The United States announced Thursday $900,000 in aid to flood-hit North Korea, saying humanitarian assistance could be provided to the reclusive communist state despite political and security concerns.

State Department spokeswoman Victoria Nuland said US diplomats were in contact with their counterparts at the North Korean mission at the United Nations in New York to work out the country's exact needs.

"It includes things like plastic sheeting, tents," but would not include food, she noted.

The US Agency for International Development "will contribute up to $900,000 in emergency relief supplies" to Kangwon and North and South Hwanghae provinces through US non-governmental organizations, the State Department said.

"This emergency relief demonstrates our continuing concern for the well-being of the North Korean people," it said in a statement.

The United States has for months been withholding a decision on sending food aid to North Korea until Pyongyang tackles US concerns over whether it will be distributed to the needy.

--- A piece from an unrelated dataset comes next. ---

PR #2762, opened 2023-06-12
Make service config just contain a `FrozenLayer` in the orchestrator mode

ysaito1001:
## Motivation and Context
Service config structs now only contain a `aws_smithy_types::config_bag::FrozenLayer` in the orchestrator mode (no changes for the middleware mode).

Impoverished North Korea has requested overseas food and in May invited a US envoy to assess its needs. Relief groups have said that North Korea faces imminent shortages, although many US lawmakers have been skeptical.

Nuland said the risk of aid being diverted to the wrong people was less of a concern when providing assistance to flood victims.

"They are in need of certain kinds of non-perishable humanitarian supplies that aren't particularly useful to anybody else but flood victims," she said.

"So it is, one could argue, a less complex problem to solve for in terms of monitoring and delivery."

Nor was flood aid linked to broader political developments.

"It has been the United States' longstanding position that the provision of humanitarian assistance is separate from political and security concerns," the State Department statement said.

The United States ended nuclear arms talks with North Korea on July 29 with a message that the "path is open" to better relations if the reclusive North shows a firm commitment to disarmament efforts.

State media said August 5 that floods in North Korea triggered by torrential rain late last month killed 30 people and destroyed more than 6,750 houses.

More than 15,800 people were left homeless by the floods, which also inundated more than 48,000 hectares (120,000 acres) of farmland, "seriously affecting this year's grain output," the Korean Central News Agency said.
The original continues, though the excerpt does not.